Dave shook his head and said, ‘What? Another fuckin’ nosebleed?’
The very next second he heard a loud splash, like the sound of someone jumping into the water, and turned toward the bow of the boat. Instinctively, he said, ‘Where’s Malta?’
‘He hit me,’ shrugged Al, and threw a jagged piece of broken glass over the side. It was part of the jar containing the baby hammerhead he had bought for Petey. The dead fish now lay on the teak deck at Dave’s feet. It was surrounded by a lot of blood spots like so many shiny red coins. Al rubbed the back of his sparsely haired head and looked vaguely sheepish.
Dave was frowning now, suspecting something was wrong. ‘Al? Where the fuck is that faggot?’
‘Man’s got a speech impediment,’ said Al and jabbed a thumb at the cockpit behind him. ‘He’s dead.’
Lou Malta lay in a spreading pool of blood like something they had just hauled up from the depths of the ocean, his legs twitching spasmodically as if with one good jerk he might propel himself back into the life-preserving water. The broken jar had crossed through the midline of Malta’s throat with such force that his neck had been severed from shaving line to spine.

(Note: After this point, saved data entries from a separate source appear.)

PR #360, opened 2021-08-04
Extract dofs on face

lijas:
I think it is pretty common to want to extract the dofs on some face in order to calculate for example the reaction forces on a boundary. This PR adds a function similar to` celldofs!(dofs, dh, cellid)`, called `facedofs!(dofs, dh, FaceIndex(cellid, faceid))`.

```
grid = generate_grid(Hexahedron, (3,3,3))
dh = DofHandler(grid)
push!(dh, :u, 2)
close!(dh)

faceset = collect(getfaceset(grid, "left"))

fdofs = zeros(Int, 8) #number of dofs on a face
Ferrite.facedofs!(fdofs, dh, faceset[1])
```

This PR could also make it possible integrate for example external forces on boundaries using the face-interpolation directly, instead of using the cell-interpolation + `FaceVectorValues`  which we are currently using.

This was just a concept I wanted to try out, let me know if this is something that could be usefull, and then I can work some more on it :)

### DIFF
--- a/src/Dofs/DofHandler.jl
+++ b/src/Dofs/DofHandler.jl
@@ -23,11 +23,12 @@ struct DofHandler{dim,C,T} <: AbstractDofHandler
     closed::ScalarWrapper{Bool}
     grid::Grid{dim,C,T}
     ndofs::ScalarWrapper{Int}
+    local_facedofs::CellVector{Int}
 end
 
 function DofHandler(grid::Grid)
     isconcretetype(getcelltype(grid)) || error("Grid includes different celltypes. Use MixedDofHandler instead of DofHandler")
-    DofHandler(Symbol[], Int[], Interpolation[], BCValues{Float64}[], Int[], Int[], ScalarWrapper(false), grid, Ferrite.ScalarWrapper(-1))
+    DofHandler(Symbol[], Int[], Interpolation[], BCValues{Float64}[], Int[], Int[], ScalarWrapper(false), grid, Ferrite.ScalarWrapper(-1), CellVector(Int[],Int[],Int[]))
 end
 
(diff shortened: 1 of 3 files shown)


KristofferC:
> I think it is pretty common to want to extract the dofs on some face in order to calculate for example the reaction forces on a boundary.

Isn't this done by just integrating over that boundary with a normal face integral (using `FaceValues`)?

koehlerson:
I think that's a good functionality which is also useful for other things e.g. adaptivity: https://github.com/Ljon4ik4/FEMRefinements.jl/blob/main/src/utils.jl#L273-L277
We built it back then a bit simpler but in the end we need them to construct a restriction operator.

lijas:
our code does the same think, I just cache the local dofs in the dofhandler to speed up the extraction a bit.

koehlerson:
ye exactly, your version is better, that's what I meant with "We built it back then a bit simpler" :)

kimauth:
Maybe this could be extended so that we could boundary conditions like the one on the fluid-solid interface [here](https://www.dealii.org/current/doxygen/deal.II/step_46.html)? I don't really see a straight forward way how to do this at the moment, as it requires quantities from both sides of the interface.

termi-official:
Maybe I miss something, but is something wrong in using the dicts from [__close!](https://github.com/Ferrite-FEM/Ferrite.jl/blob/master/src/Dofs/DofHandler.jl#L127) ?

termi-official:
It is rather simple possible to extract facedofs without the additional bookmarking : https://github.com/koehlerson/FerriteVis.jl/blob/do/discontinuous-vis/src/utils.jl#L248-L251 .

‘Jesus fucking Christ,’ exclaimed Dave. ‘What happened?’
‘What could I do? He tried to brain me, the lousy faggot.’
A monkey wrench lay on the lanai deck a short distance from the baby hammerhead as if confirming Al’s story. Malta’s bag stood inside the doorway of the salon, as if he had put it down there before stepping outside with intent. But Dave was suspicious. It was possible that Al had left the wrench there himself before stabbing Malta with the souvenir. And yet that wasn’t the most obvious murder weapon Dave had ever heard of. Surely if Al had meant to kill Malta he would have chosen something a little more wieldy. Something he hadn’t been planning to present to his son.

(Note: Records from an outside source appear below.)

Issue #352, opened 2021-06-30
Implementing Discontinuous Lagrange Interpolations


bhaveshshrimali:
Hi,

It would be helpful if discontinuous interpolations on simplices could be supported. I am taking a look at the codebase. If someone could guide me on the relevant modules that need to be changed, I could take an attempt at implementing those. Thanks!

kimauth:
Hi Bhavesh,
you probably found the [interpolations.jl](https://github.com/Ferrite-FEM/Ferrite.jl/blob/b73c61c43cd9d799753675a98bc48165d342406c/src/interpolations.jl) file already. You could just define a new subtype of `Interpolation{dim,shape,order}`. Depending on your interpolation and use-case, you might then want to have a look at the [CellValues](https://github.com/Ferrite-FEM/Ferrite.jl/blob/b73c61c43cd9d799753675a98bc48165d342406c/src/FEValues/cell_values.jl), which store pre-computed shape function values and derivatives. But if your interpolation is similar to the existing `Lagrange` interpolations, the `CellValues` might work out of the box. (I use a custom subtype of `Interpolation` for cohesive zone modelling and it didn't need much change.)
Eventually you also want to check out the `DofHandler` or `MixedDofHandler` if you need a non-standard dof-distribution. In that case it is useful to notice that the `InterpolationInfo` is used for the dof-distribution.

koehlerson:
You can get some inspiration from https://github.com/Paulms/HDiscontinuousGalerkin.jl/, especially https://github.com/Paulms/HDiscontinuousGalerkin.jl/blob/master/src/basis.jl. Further you can check the modifications in the dofhandler and what additional information are stored in the `FESpace` which is a related entity to `CellValues`

bhaveshshrimali:
> Hi Bhavesh,
[...]

PR #363, opened 2021-08-14
Topology information in grid

koehlerson:
Quick sketch how I would construct some topology information. Currently cells with more than one corner neighbor don't work, e.g. `generate_grid(Triangle,(2,2))` doesn't work, but `generate_grid(Triangle,(2,1)` works. Quads (and hex, I think?) should work in general, same as mixed grid, except for the multiple corner neighborhood. New testset shows how it works. Open for feedback and discussions. 

If you don't like this at all, then I wouldn't pursue to get a workaround for the corner neighborhood.


JimBrouzoulis:
Nice!
Although, wouldn't it be preferable to have a lazy constructor for the topology? So you don't get the overhead of constructing it when not using it (thinking of larger meshes).

koehlerson:
That's true! I can add this, for sure.

 However, before adding it, I'm still thinking about how to handle the neighborhood information properly. The plain `Neighbor` type doesn't feel right yet, because for mixed grids you (kind of) loose the information what kind of neighbor you have. 

https://github.com/Ferrite-FEM/Ferrite.jl/pull/363/files#diff-796a5ea6f5cdd76d08a6b0a07f1bd1813fa58607624b572ef71f1cd8ffdddf8aR260-R265

The only way to notice this is by checking the symmetry of the matrix. I'm currently thinking about changing the `Vector{Tuple{Int,Int}}` in `Neighbor` to `Vector{T} where T <: GeometricEntity` and `GeometricEntity` gets `Corner`, `Edge` and `Face` subtypes, by this we could nicely dispatch on them for e.g. `reinit!`. But still, this doesn't feel 100% right, because I don't know how to handle the "no neighbor" case (currently (0,0) tuple), only thing that comes to my mind is to have a dummy subtype struct or a union in the vector of `Neighbor`

koehlerson:
I think this version is quite good. The only question for me is now how I should include the option to construct the topology for all `grid_generator` functions, should I have a arg or kwarg bool switch?

termi-official (commented):
I am leaving some commentary on the draft because @koehlerson asked explicitly. :)

While I like this draft in general I think we have to put more work into this. Especially we should think about the requirements. Different techniques in FEM require different topology informations. For example some error estimators evalute the jump in the gradients between adjacent elements, hence we need some table to associate half-faces back to the adjacent elements (if we want to do this operation efficiently). Generally we can derive the following tables in 3D grids

cell->cell, cell->face, cell->edge, cell->node, cell->vertex
face->cell, face->edge, face->node, face->vertex
edge->cell, edge->face, edge->node, edge->vertex
node->cell, node->face, node->edge
vertex->cell, vertex->face, vertex->edge

where I assume that faces are 2D entities, edges are 1D entities and vertices/nodes are 0D. Things get tricky if we have mixed dimensional grids, but we can define tables analogously over codimension relations.

Some details are found as direct comments on the code where we can follow up with some discussion to work out details.

Edit: To not cause too much confusion, some of the features above are already present in this PR. Since this is a major feature I would like to include
* Docs of the data structures and functions, especially recapping utilized definitions to avoid confusion
* Update of the grid docs
* Exemplaric usage beyond the provided unit tests. While I believe that the provided test are really nicely written and useful, I think it can be useful for users to have an example beyond that. Maybe the evaluation of jumps between elements and/or something like patch-wise energies could be something simple?
* More test coverage for fancy corner cases

koehlerson:
# Summary of the current status of this PR

## What does it change

- Grid gets another property `topology` which is in the current commit parametric for `<: AbstractTopology` maybe there are other corner cases, where one wants to plug and play the grid topology data structure 
- all `grid_generator` functions accept the keyword `build_topology::Bool` that decides whether the lazy constructor `GridTopology()` or the "true" constructor `GridTopology(cells)` is called - building topology is per default false
- a new struct `Neighbor` is included which handles the Neighborhood information of one entity of one element; esentially this collects all connected entities, e.g. one hex edge is connected to a quad face and one vertex of another element, then one `Neighbor` struct will store both information in a vector `neighbor_info::Vector{<:BoundaryIndex}` - in this particular example `neighbor_info` will be of type `Vector{BoundaryIndex}` since it stores a `VertexIndex` **and** a `FaceIndex`. 

## How does it work 

- I take a `Vector{<:AbstractCell}` and construct a table that maps the cell index to all cell nodes; then I iterate over each element and check which nodes are shared and **how many**
- `face_npoints` and `edge_npoints` then decide what kind of neighbor it is, this is for all cell types unique - at least I'm not aware of different entities that are described with the same amount of nodes for one cell type
- I heavily rely on the dispatches of `face_npoints`, `edge_npoints` together with the already defined `faces`, `edges` dispatches
- the information is stored in a `face_neighbor`, `edge_neighbor` and `vertex_neighbor` `SparseMatrixCSC` where all elements are of type `Neighbor`
- to give an example: consider the `face_neighbor` matrix, this matrix maps a cellid and a local face id to all connected entities of this face (most of the time just another face, but of course also edges are possible), same holds true for `edge_neighbor` and `vertex_neighbor` matrix

## What we can do with this

- build neighborhood patches, which can be important for some multiscale methods (included in tests)
- compute values across element boundaries, e.g. jumps  (not yet included in tests)
- compute interface stuff for e.g. FSI

## Tests

- neighborhood information tested for 
    - linear triangles
    - linear quads
    - linear hexs
    - simple mixed grid
- application test
    - build level 1 neighborhood patches

bhaveshshrimali:
I just happen to have come accross this (in its entirety). Absolutely great work @koehlerson ! :) 

I just had one question. From what I understand reading through the `README`, a potential use case would be computing jumps across element facets, right? 

I ask this because I am currently in the process of putting together the non-conforming Crouzeix-Raviart interpolation as [we briefly discussed](https://github.com/Ferrite-FEM/Ferrite.jl/issues/352#issuecomment-873088052) in #352 . As soon as I have finished the relevant dispatches, I will open an issue/discussion. :) 

CR, when used for incompressible elasticity, or stokes, much like DG, involves penalizing internal jumps across element facets. So something like `∫ᵧ1/hᵧ * [[u]] ⋅ [[v]] dΓ` where `hᵧ` is the facet diameter, and `γ` is all the internal facets.

This is sometimes beneficial as opposed to using a mixed formulation. 

Cheers, and thanks!

Bhavesh


### References

1. https://www.esaim-m2an.org/articles/m2an/pdf/2003/01/m2an0157.pdf

koehlerson:
Hey @bhaveshshrimali 

yes, you are right, one application could be computing jumps. I just included a prototype dummy jump integration along an element boundary in the test file. If you have some time, you can check it out https://github.com/Ferrite-FEM/Ferrite.jl/pull/363/files#diff-796a5ea6f5cdd76d08a6b0a07f1bd1813fa58607624b572ef71f1cd8ffdddf8aR298-R337

Although, I'm not quite sure why the absolute value approaches 10.666 in this line https://github.com/Ferrite-FEM/Ferrite.jl/pull/363/files#diff-796a5ea6f5cdd76d08a6b0a07f1bd1813fa58607624b572ef71f1cd8ffdddf8aR336 In my head, I'd compute it as 2/3 * 2 * 4 (length of the element 2/3, jump is 2 and this for 4 sides). However the other test below should be correct, the "fluxes" cancel each other out and the resulting value should be something close to 0. Note that I'm summing up the integrals for each face.

termi-official:
Hi @bhaveshshrimali , jump calculations are fine with this branch now. There is a test included which will be a basis for some follow up PRs (AMR via Kelly error estimation and a simple FSI from my side). Do you have a link to your CR element implementation? I am still not super sure what the best way to implement new element formulations is, because the dof handler and the helper functions are quite rigid atm.

bhaveshshrimali:
> Hi @bhaveshshrimali , jump calculations are fine with this branch now. There is a test included which will be a basis for some follow up PRs (AMR via Kelly error estimation and a simple FSI from my side). Do you have a link to your CR element implementation? I am still not super sure what the best way to implement new element formulations is, because the dof handler and the helper functions are quite rigid atm.



Hi @termi-official , Not yet. Will push this in a separate branch over the weekend. :)   I'll need to take a look at the dof-handler but this specific case (CR) should work ootb without much changes I think. But TBD...

Will open a discussion once I have put it together. I like Ferrite since the hacks to put together new interpolations are much more transparent than other higher-level-abstraction libraries that abstract away these details. But anyways, not to digress much on this PR, I'll push something soon. Thanks

src/Grid/grid.jl
```diff
@@ -68,12 +68,133 @@ struct VertexIndex <: BoundaryIndex
     idx::Tuple{Int,Int} # cell and side
 end
 
+struct Neighbor{T<:BoundaryIndex}
+    neighbor_info::Vector{T}
+end
```
termi-official, line 73: I think we should rename this one to something like `Neighborhood`, `GeneralNeighborhood` or something, because using a singular name is a bit misleading. No idea how to improve the data member's name.

Further I would introduce some specialized types, i.e. FaceNeighborhood, EdgeNeighborhood and VertexNeighborhood.

Since I just noted, is there some rationale behind wrapping this one in a struct? It looks a bit like direclty using the Vector could be sufficient.

src/Grid/grid.jl
```diff
@@ -84,6 +205,8 @@ mutable struct Grid{dim,C<:AbstractCell,T<:Real} <: AbstractGrid{dim}
     vertexsets::Dict{String,Set{VertexIndex}} 
     # Boundary matrix (faces per cell × cell)
     boundary_matrix::SparseMatrixCSC{Bool,Int}
+    #topology
+    topology::topologytype
```
termi-official, line 209: I think adding some abstraction to access the topology information could be helpful to not leak implementation details, i.e. something like

Get everything connected to an entity
* `full_neighborhood(::Grid, ::CellIndex, include_self=false)`
* `full_neighborhood(::Grid, ::FaceIndex, include_self=false)`
* `full_neighborhood(::Grid, ::EdgeIndex, include_self=false)`
* `full_neighborhood(::Grid, ::VertexIndex, include_self=false)`

and maybe some specialized methods for relations which can not be directly derived, e.g.

* `face_neighborhood(::Grid, ::CellIndex, include_self=false)`

I think this should be sufficient to quickly get all topological connections, but I am not sure. I think checking this is out of the scope of this PR and more future work.

src/Grid/grid.jl
```diff
@@ -68,12 +68,133 @@ struct VertexIndex <: BoundaryIndex
...
+edge_npoints(::Cell{3,N,M}) where {N,M} = 2
+
+getdim(::Cell{dim,N,M}) where {dim,N,M} = dim
+
+abstract type AbstractTopology end
+
+struct GridTopology <: AbstractTopology
+    face_neighbor::SparseMatrixCSC{Neighbor,Int}
+    corner_neighbor::SparseMatrixCSC{Neighbor,Int}
+    edge_neighbor::SparseMatrixCSC{Neighbor,Int}
```
termi-official, line 112: Names are a bit weird. I have no good alternative for now. 

Depending on the exact definitions of these tables, maybe some of the "inverse relations" are missing (e.g. vertex -> cell)

src/Grid/grid.jl
```diff
@@ -68,12 +68,133 @@ struct VertexIndex <: BoundaryIndex
...
+                #edge neighbor
+                _edge_neighbor!(V_edge,I_edge,J_edge,cellid,cell,neighbor,neighborid,neighbor_cell)
+            elseif getdim(cell) > 1 && length(neighbor) == face_npoints(cell)
+                #face neighbor
+                _face_neighbor!(V_face,I_face,J_face,cellid,cell,neighbor,neighborid,neighbor_cell)
+            else
+                continue
+            end 
+        end
+    end
```
termi-official, line 147: This construction is quite expensive ( O(#cells * #nodes), which is basically quadratic in the number of cells ).

My alternative construction would be to derive the topology as follows.

1. vertex -> cell ("invert" cell -> vertex by looping over the vertices)
1. now you can derive cell -> cell via the concatenation cell -> vertex -> cell
1. now the face neighborhood can be found by cell -> cell and comparing the unique face identifiers
1. same for the edge neighborhood

termi-official (changes requested):
PR looks great already! :) However, some more suggestions from my side has been left  
* sketch for a linear construction algorithm (instead of the current quadratic one)
* renaming suggestions
* thin abstraction layer to not leak implementation details

Further I think not all points from the previous review round has been resolved. Just double check.

Also, I think we should rename "corner" to "vertex" for consistency reasons.

src/Grid/grid.jl
koehlerson: > Since I just noted, is there some rationale behind wrapping this one in a struct? It looks a bit like direclty using the Vector could be sufficient.


The reason behind wrapping it in a struct is that I want to dispatch `Base.:+` see https://github.com/Ferrite-FEM/Ferrite.jl/pull/363/files#diff-13ae190cb008d749905405bddca2a9ce395b303e12c781186df0d908efd05a90R83-R86

We need this because if we construct `I, J, V` of each sparse matrix, `+` is called if more than one `V`entry exists at the same `I` `J` indices. Probably a `Base.:+(x::Vector{T}, y::Vector{T}) where T<:BoundaryIndex` type piracy is possible but I thought we should avoid it, if possible

koehlerson: Regarding naming, we should agree one something here before I change it in the code: maybe `EntityNeighborhood` ?

src/Grid/grid.jl
koehlerson: should be resolved

src/Grid/grid.jl
koehlerson: hm I don't know how to call them, `*_neighbor` is a matrix that maps a cell and a local id to a `*Index` where `*Index` is the exclusive neighborhood connection to the given cell and local id

termi-official: Maybe [x]_to_entity_table?

src/Grid/grid.jl
```diff
@@ -184,11 +216,15 @@ function _face_neighbor!(V_face, I_face, J_face, cellid, cell, neighbor, neighbo
...
     cell_face_id = findfirst(x->issubset(x,neighbor_face),faces(cell))
-    push!(V_face, Neighbor(face_neighbor))
+    push!(V_face, EntityNeighborhood(face_neighbor))
     push!(I_face, cellid)
     push!(J_face, cell_face_id)
 end
 
+getelement(neighbor::EntityNeighborhood{T}) where T <: BoundaryIndex = first.(neighbor.neighbor_info)
+getelement(neighbor::EntityNeighborhood{CellIndex}) = getproperty.(neighbor.neighbor_info, :idx)
+getelements(neighbors::Vector{T}) where T <: EntityNeighborhood = reduce(vcat, getelement.(neighbors))
```
termi-official, line 226: While I personally also prefer the name `element` I am not sure if it is good in Ferrite, because we use this name almost nowhere. To be specific, now we have `cell`, `entity` and `element` refering to the same concept (, sometimes).

termi-official (commented):
Looks already quite good! Found some points which we should discuss.

src/Grid/grid.jl
```diff
@@ -109,33 +109,33 @@ getdim(::Cell{dim}) where dim = dim
...
 
 struct ExclusiveTopology <: AbstractTopology
-    vertex_to_cell::Vector{Vector{Int}}
+    vertex_to_cell::Dict{Int,Vector{Int}}
     cell_neighbor::Vector{EntityNeighborhood{CellIndex}}
     face_neighbor::SparseMatrixCSC{EntityNeighborhood,Int}
     vertex_neighbor::SparseMatrixCSC{EntityNeighborhood,Int}
     edge_neighbor::SparseMatrixCSC{EntityNeighborhood,Int}
-    vertex_vertex_neighbor::Vector{EntityNeighborhood{VertexIndex}}
+    vertex_vertex_neighbor::Dict{Int,EntityNeighborhood{VertexIndex}}
```
termi-official: What was the rationale behind this change?

termi-official (commented):
Forgot what the rationale of this change was - also, could you mark this feature as experimental?

src/Grid/grid.jl
koehlerson: Vertices do not have a linear index for higher order cases. Up till now I used the vector index and mapped it to the neighbors, but this isn’t possible for e.g. a quadratic quadrilateral where your First vertex is global id 1 and your second vertex is global id 3. that’s why we need an actual map

test/test_grid_dofhandler_vtk.jl
```diff
@@ -164,3 +164,103 @@ end
...
+#                   +-----+-----+
+#                   |\  2 |\  4 |
+#                   |  \  |  \  |
+#                   |  1 \| 3  \|
+#                   +-----+-----+
+# test for multiple corner_neighbors as in e.g. ele 3, local corner 3 (middle node)
+    trigrid = generate_grid(Triangle,(2,2))
+    topology = trigrid.topology
+    @test topology.corner_neighbor[3,3] == Ferrite.Neighbor([VertexIndex(5,2),VertexIndex(6,1),VertexIndex(7,1)])
+
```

Lou Malta stopped twitching before Dave could get to him. It was obvious there was nothing to be done.
Dave said, ‘So who jumped off?’
‘The kid, I guess. Pepe must have seen me kill his boyfriend and figured he was next.’
‘Not an unreasonable conclusion.’
Dave climbed up to the flybridge to get a better view of the water surrounding the Juarista and, about fifty yards away, saw a small figure swimming strongly in the direction of the mainland. Sitting down in the cream leather pilot’s chair, Dave started the engines and took hold of the helm.

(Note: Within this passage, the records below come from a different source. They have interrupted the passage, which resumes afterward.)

PR #366, opened 2021-08-19
Remove unused type arguments that cause allocations in Ferrite.cellnodes!()

lijas:
This seems like a bug in julia? Feels weird, hopefully i am not benchmarking it wrong in some way :sweat_smile: 

`@btime Ferrite.cellnodes!($nodes, $dh, $1)`

Before:
`25.734 ns (1 allocation: 112 bytes)`

Now:
`5.311 ns (0 allocations: 0 bytes)`


KristofferC:
https://github.com/JuliaLang/julia/issues/29393

KristofferC (approved):

PR #379, opened 2021-10-06
DofHandler with any <: AbstractGrid

koehlerson:
This PR is in the same spirit of https://github.com/Ferrite-FEM/Ferrite.jl/pull/309 and not such a crowded catastrophe as https://github.com/Ferrite-FEM/Ferrite.jl/pull/307

I added `cellnodes!` and `cellcoords!` dispatches for `AbstractGrid` that only call the interface function of `<:AbstractGrid`. I noticed that this is needed when we did the first `<:AbstractGrid` prototype. I'm not sure if these definitions should better live in grid.jl. They assume a concrete homogeneous `cells` vector right now, since they are only called by `DofHandler`.

I'd like to do a follow up PR such that a `CellIterator` also can handle any <:AbstractGrid. Then, we would only need consistent usage of the interface functions and everything should work ootb for properly subtyped grids


koehlerson:
grafik

koehlerson:
grafik

kimauth (approved):

koehlerson:
Comparing heat equation on master vs this branch on my laptop (subject to a plethora of fluctuations) in order to see if there is a significant performance drawback. Note this is not intended as performance benchmark but rather as a rough estimate if something was utterly needed w.r.t. type instability

## PR
200 x 200 elements
julia> @time include("docs/src/examples/heat_equation.jl")
  1.148711 seconds (187.30 k allocations: 113.092 MiB, 2.27% gc time, 19.11% compilation time)
 
500 x 500 elements
julia> @time include("docs/src/examples/heat_equation.jl")
  6.478253 seconds (400.90 k allocations: 702.862 MiB, 4.93% gc time, 3.64% compilation time)
  
 ## Master
200 x 200 elements
julia> @time include("docs/src/examples/heat_equation.jl")
  1.152864 seconds (201.76 k allocations: 113.971 MiB, 11.94% gc time, 21.89% compilation time)
  
500 x 500 elements
julia> @time include("docs/src/examples/heat_equation.jl")
  6.244453 seconds (401.77 k allocations: 702.985 MiB, 3.77% gc time, 3.58% compilation time)

koehlerson:
ping @fredrikekre

src/Dofs/DofHandler.jl
```diff
@@ -288,6 +288,23 @@ function cellcoords!(global_coords::Vector{Vec{dim,T}}, grid::Grid{dim,C}, i::In
...
+    return global_nodes
+end
+
+function cellcoords!(global_coords::Vector{Vec{dim,T}}, grid::AbstractGrid{dim}, i::Int) where {dim,T}
+    C = getcelltype(grid)
+    @assert length(global_coords) == nnodes(C)
+    global_coords .= getcoordinates(grid, i)
+    return global_coords
+end
+
```
fredrikekre, line 307: Not needed after the change in https://github.com/Ferrite-FEM/Ferrite.jl/pull/425/files#diff-8db5ed06971ce1004169862f3e499f55666dd630868843be8a53d30ea385e505?

fredrikekre (commented):
Rebase?

src/Dofs/DofHandler.jl
koehlerson: what we really need is: https://github.com/Ferrite-FEM/Ferrite.jl/blob/81440fabd5434820e6b3fb6b7a4529830d90a111/src/Dofs/DofHandler.jl#L315-L329 from Kim's https://github.com/Ferrite-FEM/Ferrite.jl/pull/445 

It's supposed to handle the information for the `reinit!` which needs the actual coords for any grid. The functionality can be recovered by using the already defined functions on `AbstractGrid`, so `getcoordinates` etc.

koehlerson: I can either delete the functions completely and wait for Kim's PR or we take the ones from Kim's PR with the slight improvement suggestion I made over there

kimauth: We almost have this since #425 though (see Fredriks comment above). Why not just make the changes to that one? Allowing `AbstractGrid` in the function signature and using `getcells` + `getnodes` should literally have no impact on using the function with the regular `Grid`.

koehlerson: Sorry, I think I misunderstood the comment in the beginning. I changed in the latest commit the functions to work for any `<: AbstractGrid` (I hope you meant this @kimauth, otherwise I'll revert it) I had to use the `getcoordinates` dispatch for the `Node` type as an abstraction in between, otherwise grids always need to use `Node` as their node type. In the test example I only used a `NTuple{dim}`, but we can also just assume that `Node` is always used, if you prefer this.

kimauth: Looks like what I meant. 
I think assuming that a node always has a field `x` for the coordinate is not too much of a stretch - but considering that we have `getcoordinates(node)` it's good to use I guess.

Al yelled up to him, ‘What are you doing?’
‘Going after Pepe. It’s five miles back to shore, against a riptide. He’ll never make it.’
Down on the cockpit deck Al said nothing. Instead he started to maneuver Lou Malta’s body over the edge of the transom, all the time cursing him for a lousy faggot.
Dave drew the boat close to Pepe, slowed the engines and then threw the boy a lifebelt on the end of a line. But Pepe, terrified of what he had witnessed back on the boat, was too scared to grab it.
‘C’mon, Pepe,’ Dave called down to him. ‘Take the line. Nobody’s going to kill you, kid, I promise.’
Treading water for a moment, Pepe shook his head. He said, ‘No way, man,’ and began to swim away from the boat again.
Dave returned to the pilot’s chair, gave the engines a short burst of gas, and then revved back the same way as before. Coming outside again he spoke to Pepe in Spanish, gently telling him that the other guy hadn’t meant to kill Lou; that it had been an accident; and that anyway it was Lou who had attacked Al in the first place. Giving Al the benefit of the doubt. Ten minutes passed in this way and still Pepe was too scared to take the line.